Of course this is true.  This is one of those statements that masks the fact that we are ALL related to every American president, to George Washington and to each other. If we wanted to be serious about it (but no one, and I mean no one, wants to look at it this way) people that feature in videos on sites like www.dosexvideo.com read more into other adult sites also, are technically committing incest? No matter how many generations apart.

mari red chalk

It’s just a matter of numbers.

sean

I have written elsewhere, and it only seems to be common sense, to realize that we are all incredible winners just to be here.

diana

Think about it.  You are the result of millions of couplings, all of them successful.                           Photo: Max Clarke

Roxsana kladis aroma café june

Your ancestors lived long enough to procreate, and I am talking about all of your ancestors going all the way back to something like 3.5 billion years ago.

lindsey

You are the happy result of a long, long chain of lucky chances, felicitous opportunities, good weather, excellent timing, timing down to the second, timing down to the split second.

Janis and ed

You have two parents.

Elise favorite photo

And each parent has two parents.

So you have four grandparents and eight great grandparents.

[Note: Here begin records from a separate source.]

PR #1107, opened 2022-03-15
DDP-7645/DSM-All-emails-are-marked-invalid

GiCharkviani:
https://broadinstitute.atlassian.net/browse/DDP-7645

### DIFF
--- a/ddp-workspace/projects/ddp-dsm-ui/src/app/participant-page/participant-page.component.ts
+++ b/ddp-workspace/projects/ddp-dsm-ui/src/app/participant-page/participant-page.component.ts
@@ -110,7 +110,7 @@ export class ParticipantPageComponent implements OnInit, OnDestroy, AfterViewChe
   updatingParticipant = false;
   private taskType: string;
   private checkParticipantStatusInterval: any;
-  isEmailValid: boolean = true;
+  isEmailValid: boolean;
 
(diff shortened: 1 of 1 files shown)


ddp-workspace/projects/ddp-dsm-ui/src/app/participant-page/participant-page.component.ts
```diff
@@ -110,7 +110,7 @@ export class ParticipantPageComponent implements OnInit, OnDestroy, AfterViewChe
   updatingParticipant = false;
   private taskType: string;
   private checkParticipantStatusInterval: any;
-  isEmailValid: boolean;
+  isEmailValid: boolean = true;
```
gmakharat: I think it is not good idea to give value `true` directly, cause this variable is used to check whether email is valid or not, there is a special method called `validateEmailInput` in `participant-page.component.ts` which actually checks whether email is valid or not and updates value of `isEmailValid` accordingly, I think it is better to use that method in `ngOnInit`, you can read participant's email from `this.participant.data.profile`.

GiCharkviani: Thank you for your feedback. I did as you suggested.

gmakharat (approved):

PR #986, opened 2022-12-30
Add age limit logic to AZ pipeline

sheridancbio:
This PR adds the `anonymize_age_at_seq_with_cap_py3.py` script. For the AZ MSKIMPACT pipeline, it is used as such: 
- Any `AGE_CURRENT` over 89 will be binned to >89.
- `AGE_AT_SEQ_REPORTED_YEARS` over 89 will be binned to >89.
- For any patient such that `sum(AGE_AT_SEQ_REPORTED_YEARS + OS_MONTHS) > 89`, `AGE_AT_SEQ_REPORTED_YEARS` will be capped to `>{max(0, 89 - OS_MONTHS)}`.
- `OS_MONTHS` will be altered to have a 2 digit precision limit.

Unit tests for this script are located at: `test-py3/test_anonymize_age_at_seq_with_cap.py`

The `anonymize_age_at_seq_with_cap_py3.py` script is now executed as part of the `update-az-mskimpact.sh` pipeline.


sheridancbio:
debugging and unit tests still needed, but overall logic is present

sheridancbio:
Some bug-fixing done. Script now runs. Output file has many blank values - investigate. Also a couple of TODO items left.

averyniceday (commented):
Just a general comment for future script development -- some of the methods in the LineProcessor class related to parsing files/headers are already available. I think it's okay for now since we want to push out AZ - but next time I think we should focus on using existing modules especially for shared functionality work

import-scripts/anonymize_age_at_seq_with_cap_py3.py
```diff
@@ -0,0 +1,421 @@
...
+        """
+        age_value = cols[age_col_index]
+        patient_id_value = cols[patient_id_col_index]
+
+        # Don't process blank age values
+        if not age_value:
+            return
+
+        # Handle age values that are already capped
+        if age_value[0] == '>':
```
sheridancbio, line 267: I think this also will behave appropriately below. So with 89 as an upper age limit, if we had ">80" as our current value and had os_years of 3 we would simply leave the value of ">80" and not change it. However, if os_years became 10 the sum will be 90 so we would be replacing the old ">80" value with (89 - 10) or ">79". When os_years became 20 the sum will be 100 so we would be replacing the old ">80" value with 89 - 20 or ">69"

import-scripts/anonymize_age_at_seq_with_cap_py3.py
```diff
@@ -0,0 +1,421 @@
...
+
+    # Transform the patient file
+    patient_file_reader = PatientFileWriter(
+        input_patient_file_path, output_patient_file_path, upper_age_limit, lower_age_limit, os_months_precision
+    )
+    patient_file_reader.write()
+
+    # Transform the clinical sample file
+    sample_file_writer = SampleFileWriter(
+        input_sample_file_path,
```
sheridancbio, line 415: The style of argument passing should match between here and the patient file reader above. If this is preferred then make the declaration of patient_file_reader match.

sheridancbio (commented):
Partial review (code only)

mandawilson (approved):
Great work!

import-scripts/anonymize_age_at_seq_with_cap_py3.py
```diff
@@ -0,0 +1,421 @@
...
+        patient_id_value = cols[patient_id_col_index]
+        age_current_value = cols[age_current_col_index]
+
+        # Don't process blank age values
+        if not age_current_value:
+            return
+
+        # Handle age values that are already capped
+        if age_current_value[0] == '>':
+            age_current_value = age_current_value[1:]
```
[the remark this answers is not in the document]
callachennault: @sheridancbio Yep - essentially if a value is already capped below the upper age limit (such as ">50" when the upper age limit is 89), there will be no change and will stay as ">50". I could modify the code to change it to >89 if that makes more logical sense.

import-scripts/anonymize_age_at_seq_with_cap_py3.py
callachennault: @sheridancbio Yes, this sounds correct to me! I have some unit tests that test these cases as well.

PR #998, opened 2023-01-21
az update repo/study name and do not filter unknown

sheridancbio:
- added "UNKNOWN" as a Mutation_Status to not be filtered
- adjusted references to repository base directory
- adjusted references to study directory

### DIFF
--- a/import-scripts/update-az-mskimpact.sh
+++ b/import-scripts/update-az-mskimpact.sh
@@ -1,7 +1,8 @@
 #!/usr/bin/env bash
 
-export AZ_DATA_HOME=$PORTAL_DATA_HOME/az-msk-impact
-export AZ_MSK_IMPACT_DATA_HOME=$AZ_DATA_HOME/mskimpact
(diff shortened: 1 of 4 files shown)


import-scripts/update-az-mskimpact.sh
```diff
@@ -1,7 +1,8 @@
 #!/usr/bin/env bash
 
-export AZ_DATA_HOME=$PORTAL_DATA_HOME/az-msk-impact
-export AZ_MSK_IMPACT_DATA_HOME=$AZ_DATA_HOME/mskimpact
+export AZ_DATA_HOME="$PORTAL_DATA_HOME/az-data"
```
callachennault, line 3: Extremely small detail - but would we want to rename the repo to 'az_data' (with an underscore instead of a dash) to match the naming convention for the study?

callachennault (approved):

callachennault:
Thanks @sheridancbio, looks good! I left a small comment above

PR #999, opened 2023-01-22
determine the update-az-data execution by startday

sheridancbio:


callachennault (approved):
Thanks @sheridancbio!

PR #1001, opened 2023-01-25
add trigger tool logic for genie importer

sheridancbio:
- hostname now detected by import-tool (rather than being hardcoded)


callachennault (approved):
Looks good to me!

PR #1002, opened 2023-01-25
PDX Bug - Metadata Header Issue w/ Duplicating Columns

averyniceday:
Fix to clinicalfile utils - duplicate column function no longer assumes metadataheaders are present
Add a step to PDX pipeline to add metadata headers


sheridancbio (approved):
Looks good 👍

averyniceday:
For this use case I think it's fine - we're adding metadata headers after merging meaning we have no way to guaranteeing one set of values over another. In this case adding default values is acceptable (although a bit redundant).

PR #1004, opened 2023-01-31
Bugfix for cache clearing

averyniceday:
Script was not properly setting k8s config - conditional added to only point to public cluster for specific portal recaches

### DIFF
--- a/import-scripts/clear_cbioportal_persistence_cache.sh
+++ b/import-scripts/clear_cbioportal_persistence_cache.sh
@@ -75,12 +75,13 @@ if [ -z "$cluster_id" ] || [ -z "$deployment_id" ]; then
     exit 1
 fi
 
+unset KUBECONFIG_ARG
 if [ "$cluster_id" == "$CLUSTER_ID_DIGITS" ] ; then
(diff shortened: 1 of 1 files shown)


import-scripts/clear_cbioportal_persistence_cache.sh
```diff
@@ -75,12 +75,13 @@ if [ -z "$cluster_id" ] || [ -z "$deployment_id" ]; then
...
     /data/portal-cron/scripts/authenticate_service_account.sh
-fi
-unset KUBECONFIG_ARG
-if ! [ -z $PUBLIC_CLUSTER_KUBECONFIG ] ; then
-    KUBECONFIG_ARG="--kubeconfig $PUBLIC_CLUSTER_KUBECONFIG"
+else
+    if ! [ -z $PUBLIC_CLUSTER_KUBECONFIG ] ; then
+        KUBECONFIG_ARG="--kubeconfig $PUBLIC_CLUSTER_KUBECONFIG"
+    fi
 fi
```
inodb, line 85: `elif` more common in this case

inodb (approved):
Thanks!

PR #1008, opened 2023-02-02
Fix bug in changelog test that was producing different output from changelog generation script

callachennault:
The unit test code for AZ changelog generation script was parsing the git diff output differently than the changelog script itself, causing unit test output to differ from actual script output. The unit tests now call the same git diff parsing functions and produce consistent output.


averyniceday (approved):
lgtm, but maybe we should rename variables for readability in the future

You can see that it doesn’t take a long climb up the family tree for you to be connected to a large number of people.

lisamills3

We’re only talking about parents here. Not uncles, aunts, cousins and other collateral relatives.

I have written about Samuel David Andrew, a man who fought in the Civil War, and who lost an arm at the battle of the Wilderness, one of the many Sam Andrews in our family going back for hundreds of years.

elise bratislava

Just tracing my lineage back back to Samuel David Andrew means I have to keep track of 250 people, parents, grandparents, great grandparents straight back in a line to him, and he only lived a hundred years ago.

dor

Two hundred and fifty mothers and fathers and their mothers and fathers and their mothers and fathers in only eight generations back to, say, 1840.

mag

If you trace your own lineage back to 1600, which is relatively recent, it’s the modern era, just counting your mother and father and their mothers and fathers and so on, you will find that your family tree is a bit crowded. There are now 16,384 people who are directly responsible for you.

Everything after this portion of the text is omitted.